When John XXIII announced his decision to call an Ecumenical Council, Blessed Josemaría began to pray and get others to pray for the happy outcome of this great initiative of the Second Vatican Ecumenical Council, as he wrote in a letter in 1962. As a result of the deliberations of the Council, the Church’s solemn Magisterium was to confirm fundamental aspects of the spirit of Opus Dei, such as the universal call to holiness; professional work as a means to holiness and apostolate; the value and lawful limits of Christian freedom in temporal affairs; and the Holy Mass as the centre and root of the interior life. Blessed Josemaría met numerous Council Fathers and experts, who saw him as a forerunner of many of the master lines of the Second Vatican Council. Profoundly identified with the Council’s teaching, he diligently fostered its implementation through the formative activities of Opus Dei all over the world.
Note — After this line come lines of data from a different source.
PR #218, opened 2024-06-13
Timekeeping defines

aviateur17:
Add defines in fdrs_global.h for USDST and EUDST and related timekeeping defines. Updated config files for those new defines.


timmbogner:
I read that the EU calls it "summer time". I clarified just in case "DST" isn't as common elsewhere.

PR #220, opened 2024-06-20
mass data type added

Stips5:


Stips5:
added data types for mass measurements

timmbogner:
Awesome, thanks for cleaning it up a bit too!

PR #227, opened 2024-06-29
Add leading hex zero to addresses

timmbogner:
@aviateur17 Hey so this is something that has stumped us both before, but your irrigation code gave me an idea. Here's the proof of concept I wrote:
``` cpp
  Serial.begin(115200);
  uint8_t x = 2;
  Serial.println("It's 0x" + String((x < 16) ? "0" : "") + String(x, HEX));
```

I applied it to the gateway's ESP-NOW functions and it seems to work. However, when I started expanding it further I realized there are a lot of spots where we'd use this, especially in LoRa. I think we can probably transform it into a reusable function to keep things neat. What do you think?

### DIFF
--- a/src/fdrs_gateway_espnow.h
+++ b/src/fdrs_gateway_espnow.h
@@ -48,14 +48,14 @@ void OnDataRecv(const esp_now_recv_info *pkt_info, const uint8_t *incomingData, 
   #endif
   if (len < sizeof(DataReading))
   {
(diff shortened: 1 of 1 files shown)


aviateur17:
That looks excellent.  We could use a macro like the ones at the top of fdrs_lora.h
```
#define LZ(a) (" 0x" + String(a < 16) ? "0" : "") + String(a, HEX))
```

Something like that and then just insert LZ(5) or whatever in the code
Great idea!

Issue #233, opened 2024-08-28
unable to compile ...


urs8000:
in case of missing <sys/time.h>   board selected: Feather M0 as a *sensor* which does not use time
the above mentioned library is only valid for ESP32
why don't you use an universal time library for that functions?
e.g. Time with TimeLib.h ???

timmbogner:
Hi @urs8000,
There are issues with AVR boards not having the [sys/time.h](https://pubs.opengroup.org/onlinepubs/007908775/xsh/systime.h.html) file, but (to my knowledge) it should be present for SAMD and other boards/chips with time functionality. I am testing the 'LoRa_Sensor' sketch under the _Adafruit Feather M0 (SAMD21)_ definition and it compiles successfully. Let me know if your setup is different.

urs8000:
hello @timmbogner 
thank for your answer
I installed FDRS from scratch and could compile your unmodified example LoRa_Sensor without error (only some notes & warnings)
as soon as I activate DGB_Level 1 or 2 I get:
In file included from e:\_development\Arduino\libraries\Farm-Data-Relay-System\src/fdrs_node.h:40,
                 from E:\_development\Arduino\libraries\Farm-Data-Relay-System\examples\LoRa_Sensor\LoRa_Sensor.ino:10:
e:\_development\Arduino\libraries\Farm-Data-Relay-System\src/fdrs_time.h: In function 'void adjTimeforNetDelay(time_t)':
e:\_development\Arduino\libraries\Farm-Data-Relay-System\src/fdrs_time.h:391:45: error: call of overloaded 'String(time_t&)' is ambiguous
  391 |       DBG1("Time adj by " + String(newOffset) + " secs");

at the end I could compile HELTEC_LoRa_32(V2), Feather_M0(SAMD21)_LoRa and other ESP based controllers
but NOT ANY ARM based e.g. MoteinoMEGA(-USB)

to overcome this problems I've used a save library bundle dated of 26/02/2024 to compile onla the MoteinoMEGA-sensor

it would be great if you could EXCLUDE timeinformation from any sensor. that's a function one (best MQTT) of the gateways should fullfill.

urs8000:
hello @timmbogner 
thank for your answer
I installed FDRS from scratch and could compile your unmodified example LoRa_Sensor without error (only some notes & warnings)
as soon as I activate DGB_Level 1 or 2 I get:
[...]

PR #238, opened 2024-12-09
AVR compatibility with LoRa Node and time functions

aviateur17:
Allow use of AVR boards as LoRa nodes per issue #233.

### DIFF
--- a/src/fdrs_datatypes.h
+++ b/src/fdrs_datatypes.h
@@ -1,7 +1,11 @@
 // A list of all datatypes you can use within FDRS.
 // If you are missing any data type, please open an issue at:
 // https://github.com/timmbogner/Farm-Data-Relay-System/issues
- 
+
+#ifdef AVR
+typedef unsigned int uint;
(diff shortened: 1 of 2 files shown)


timmbogner:
Kewl!
Interestingly, while the sensor example is slightly too big to compile under 328P or 32U4, it is almost small enough when it is stripped down to only the library. For example the following sketch (with standard LoRa_Sensor config file) actually does compile for Uno:
``` cpp 
#include "fdrs_node_config.h"
#include <fdrs_node.h>

void setup() {
  beginFDRS();
}
void loop() {
}
```
```
Sketch uses 26402 bytes (81%) of program storage space. Maximum is 32256 bytes.
Global variables use 980 bytes (47%) of dynamic memory, leaving 1068 bytes for local variables. Maximum is 2048 bytes.
```

As soon as you add `sendFDRS()` it goes over the limit though, so probably not really worth fighting for. The bigger AVR chips now compile with room to spare!

PR #240, opened 2025-02-09
Add NOISE as a data type

marius-cornescu:
Adding noise as a data type


marius-cornescu:
> For reference (and my curiosity), is this to measure noise in a signal or audible noise? What's your use-case?

It is for audible noise / dB(A)

PR #1308, opened 2021-02-05
Fix material builder

PepperCode1:
The `notSolid` method in `FabricMaterialBuilder` returns `Material.Builder` instead of `FabricMaterialBuilder`. Because this is a builder pattern, returning the super type prevents any subsequent method calls from using `FabricMaterialBuilder` methods.


Technici4n (approved):
Is this a breaking change? I would say no because I don't think the return type is part of the method signature, can someone else confirm?

LambdAurora (approved):

Juuxel:
The return type *is* a part of the signature, but the compiler generates a bridge method with the wider return type as well.

Juuxel (approved):

liach (approved):

modmuss50 (approved):
Might be best to double check this is none breaking, im fairly sure its not.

Blessed Josemaría preached constantly that interior life is more important than organising activities. In The Way he wrote that These world crises are crises of saints. He insisted that holiness always requires prayer, work and apostolate to be intertwined in what he called a unity of life, and practised this himself with cheerful perseverance. He was utterly convinced that in order to attain sanctity through daily work, one needs to struggle to be a soul of prayer, of deep inner life. When a person lives this way, everything becomes prayer, everything can and ought to lead us to God, feeding our constant contact with Him, from morning till night. Every kind of work can become prayer, and every kind of work, become prayer, turns into apostolate.
On 26 June 1975, at midday, Blessed Josemaría died in his workroom, of a cardiac arrest, before a picture of Our Lady which received his last glance. At the time, Opus Dei was present in all five continents, with over 60,000 members from 80 nationalities. His books of spirituality (The Way, Holy Rosary, Conversations with Mgr Escrivá, Christ is Passing By, Friends of God, Love for the Church, The Way of the Cross, Furrow, The Forge) have reached millions of copies.